(SUPPLIED MATERIAL begins)
PR #1053, opened 2024-01-18
refactor: Switch to Vite

rschristian:
I tried to keep this somewhat contained, but it's enormous. Sorry!


patches/netlify-lambda+1.6.3.patch
```diff
@@ -0,0 +1,35 @@
+diff --git a/node_modules/netlify-lambda/lib/build.js b/node_modules/netlify-lambda/lib/build.js
+index ac59043..6a07f3f 100644
+--- a/node_modules/netlify-lambda/lib/build.js
++++ b/node_modules/netlify-lambda/lib/build.js
+@@ -109,7 +109,7 @@ function webpackConfig(dir, { userWebpackConfig, useBabelrc } = {}) {
+     ],
+     output: {
+       path: functionsPath,
+-      filename: "[name].js",
++      filename: "[name].cjs",
```
rschristian, line 10: We can likely get away with getting rid of `netlify-lambda` entirely -- it's deprecated but the replacement, `netlify-cli`, ain't great. See #1052 

All we need is to compile the functions and, for local use, serve them.

src/components/code-editor/index.jsx
```diff
@@ -1,10 +1,12 @@
-import { h, Component, render } from 'preact';
+import { Component, render } from 'preact';
 import codemirror from 'codemirror';
 import cx from '../../lib/cx';
 import 'codemirror/mode/jsx/jsx';
 import 'codemirror/addon/comment/comment';
 import 'codemirror/lib/codemirror.css';
 import style from './style.module.css';
+// TODO: Fix me, Vite doesn't seem to like :global in CSS Modules
+import './temp.css';
```
rschristian, line 9: Reminder for myself

rschristian: More specifically, Vite's CSS Modules processor (whatever it is) dislikes `:global {}` blocks.

This is fine, larger blocks we can just extract out to separate plain `.css` files.

src/components/controllers/style.module.css
```diff
@@ -34,7 +34,7 @@
 			padding-left: 50px;
 		}
 
-		.full-width {
+		:global(.full-width) {
```
rschristian, line 37: Worth calling out that Vite, or whatever Vite's using to process CSS Modules, seemingly has a rather different interpretation of `:global` than other tools. We should probably try to get rid of all usages of `:global` in the future, as it's pretty fiddly.

vite.config.js
```diff
@@ -0,0 +1,162 @@
...
+		content = '---\n' + JSON.stringify(meta) + '\n---\n' + content;
+	}
+
+	return content;
+}
+
+export default defineConfig({
+	publicDir: 'src/assets',
+	build: {
+		target: ['chrome88', 'edge88', 'es2020', 'firefox78', 'safari14'],
```
rschristian, line 49: Default is this list but `chrome87`, not 88.

Unfortunately Vite's CSS transpiler cannot handle a few of our nested classes without generating an `is:(...)`, which is only available in chrome88. The tiny bump from defaults felt warranted, though we can discuss other targets. Might need some refactoring is all.

patches/preact-iso+2.2.0.patch
```diff
@@ -0,0 +1,14 @@
...
+index aaeba33..538096c 100644
+--- a/node_modules/preact-iso/prerender.js
++++ b/node_modules/preact-iso/prerender.js
+@@ -46,7 +46,8 @@ export default async function prerender(vnode, options) {
+ 	};
+ 
+ 	try {
+-		const html = await render();
++		let html = await render();
++		html += `<script type="isodata"></script>`;
```
rschristian, line 11: Backporting the `isodata` script -- our routing here has some problems on 2.3.0 that I haven't been able to address, so patching was easier.

patches/vite-plugin-static-copy+1.0.1.patch
```diff
@@ -0,0 +1,13 @@
+diff --git a/node_modules/vite-plugin-static-copy/dist/index.js b/node_modules/vite-plugin-static-copy/dist/index.js
+index 3c00baa..e94a264 100644
+--- a/node_modules/vite-plugin-static-copy/dist/index.js
++++ b/node_modules/vite-plugin-static-copy/dist/index.js
+@@ -1064,7 +1064,7 @@ var buildPlugin = ({
+     buildEnd() {
+       output = false;
+     },
+-    async writeBundle() {
++    async generateBundle() {
```
rschristian, line 10: Need to move this up for prerendering.

patches/netlify-lambda+2.0.16.patch
```diff
@@ -0,0 +1,35 @@
+diff --git a/node_modules/netlify-lambda/lib/build.js b/node_modules/netlify-lambda/lib/build.js
+index 4397356..e07c889 100644
```
rschristian, line 2: We should be able to get rid of `netlify-lambda` in general, swapping it out for a middleware in dev and shipping raw functions in prod, but that can be addressed later.

src/pwa.js
```diff
@@ -1,38 +0,0 @@
-let hasInteracted, shouldReload;
```
rschristian, line 1: It's possible I'm missing something, but I don't see much of a reason to keep this as a PWA, at least now without altering our set up quite a bit. I don't think we're getting much out of it being a PWA at the moment.

marvinhagemeister: +1 on dropping PWA mode. It was a cool tech demo, but I'm skeptical that our PWA is even used these days.

marvinhagemeister (approved):

rschristian:
'Ron Paul - It's happening' gif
(SUPPLIED MATERIAL ends)
- WORK ORDER -
Print out the full listing above, word for word.

- OUTPUT OF THE TASK -
PR #1053, opened 2024-01-18
refactor: Switch to Vite

rschristian:
I tried to keep this somewhat contained, but it's enormous. Sorry!


patches/netlify-lambda+1.6.3.patch
```diff
@@ -0,0 +1,35 @@
+diff --git a/node_modules/netlify-lambda/lib/build.js b/node_modules/netlify-lambda/lib/build.js
+index ac59043..6a07f3f 100644
+--- a/node_modules/netlify-lambda/lib/build.js
++++ b/node_modules/netlify-lambda/lib/build.js
+@@ -109,7 +109,7 @@ function webpackConfig(dir, { userWebpackConfig, useBabelrc } = {}) {
+     ],
+     output: {
+       path: functionsPath,
+-      filename: "[name].js",
++      filename: "[name].cjs",
```
rschristian, line 10: We can likely get away with getting rid of `netlify-lambda` entirely -- it's deprecated but the replacement, `netlify-cli`, ain't great. See #1052 

All we need is to compile the functions and, for local use, serve them.

src/components/code-editor/index.jsx
```diff
@@ -1,10 +1,12 @@
-import { h, Component, render } from 'preact';
+import { Component, render } from 'preact';
 import codemirror from 'codemirror';
 import cx from '../../lib/cx';
 import 'codemirror/mode/jsx/jsx';
 import 'codemirror/addon/comment/comment';
 import 'codemirror/lib/codemirror.css';
 import style from './style.module.css';
+// TODO: Fix me, Vite doesn't seem to like :global in CSS Modules
+import './temp.css';
```
rschristian, line 9: Reminder for myself

rschristian: More specifically, Vite's CSS Modules processor (whatever it is) dislikes `:global {}` blocks.

This is fine, larger blocks we can just extract out to separate plain `.css` files.

src/components/controllers/style.module.css
```diff
@@ -34,7 +34,7 @@
 			padding-left: 50px;
 		}
 
-		.full-width {
+		:global(.full-width) {
```
rschristian, line 37: Worth calling out that Vite, or whatever Vite's using to process CSS Modules, seemingly has a rather different interpretation of `:global` than other tools. We should probably try to get rid of all usages of `:global` in the future, as it's pretty fiddly.

vite.config.js
```diff
@@ -0,0 +1,162 @@
...
+		content = '---\n' + JSON.stringify(meta) + '\n---\n' + content;
+	}
+
+	return content;
+}
+
+export default defineConfig({
+	publicDir: 'src/assets',
+	build: {
+		target: ['chrome88', 'edge88', 'es2020', 'firefox78', 'safari14'],
```
rschristian, line 49: Default is this list but `chrome87`, not 88.

Unfortunately Vite's CSS transpiler cannot handle a few of our nested classes without generating an `is:(...)`, which is only available in chrome88. The tiny bump from defaults felt warranted, though we can discuss other targets. Might need some refactoring is all.

patches/preact-iso+2.2.0.patch
```diff
@@ -0,0 +1,14 @@
...
+index aaeba33..538096c 100644
+--- a/node_modules/preact-iso/prerender.js
++++ b/node_modules/preact-iso/prerender.js
+@@ -46,7 +46,8 @@ export default async function prerender(vnode, options) {
+ 	};
+ 
+ 	try {
+-		const html = await render();
++		let html = await render();
++		html += `<script type="isodata"></script>`;
```
rschristian, line 11: Backporting the `isodata` script -- our routing here has some problems on 2.3.0 that I haven't been able to address, so patching was easier.

patches/vite-plugin-static-copy+1.0.1.patch
```diff
@@ -0,0 +1,13 @@
+diff --git a/node_modules/vite-plugin-static-copy/dist/index.js b/node_modules/vite-plugin-static-copy/dist/index.js
+index 3c00baa..e94a264 100644
+--- a/node_modules/vite-plugin-static-copy/dist/index.js
++++ b/node_modules/vite-plugin-static-copy/dist/index.js
+@@ -1064,7 +1064,7 @@ var buildPlugin = ({
+     buildEnd() {
+       output = false;
+     },
+-    async writeBundle() {
++    async generateBundle() {
```
rschristian, line 10: Need to move this up for prerendering.

patches/netlify-lambda+2.0.16.patch
```diff
@@ -0,0 +1,35 @@
+diff --git a/node_modules/netlify-lambda/lib/build.js b/node_modules/netlify-lambda/lib/build.js
+index 4397356..e07c889 100644
```
rschristian, line 2: We should be able to get rid of `netlify-lambda` in general, swapping it out for a middleware in dev and shipping raw functions in prod, but that can be addressed later.

src/pwa.js
```diff
@@ -1,38 +0,0 @@
-let hasInteracted, shouldReload;
```
rschristian, line 1: It's possible I'm missing something, but I don't see much of a reason to keep this as a PWA, at least now without altering our set up quite a bit. I don't think we're getting much out of it being a PWA at the moment.

marvinhagemeister: +1 on dropping PWA mode. It was a cool tech demo, but I'm skeptical that our PWA is even used these days.

marvinhagemeister (approved):

rschristian:
'Ron Paul - It's happening' gif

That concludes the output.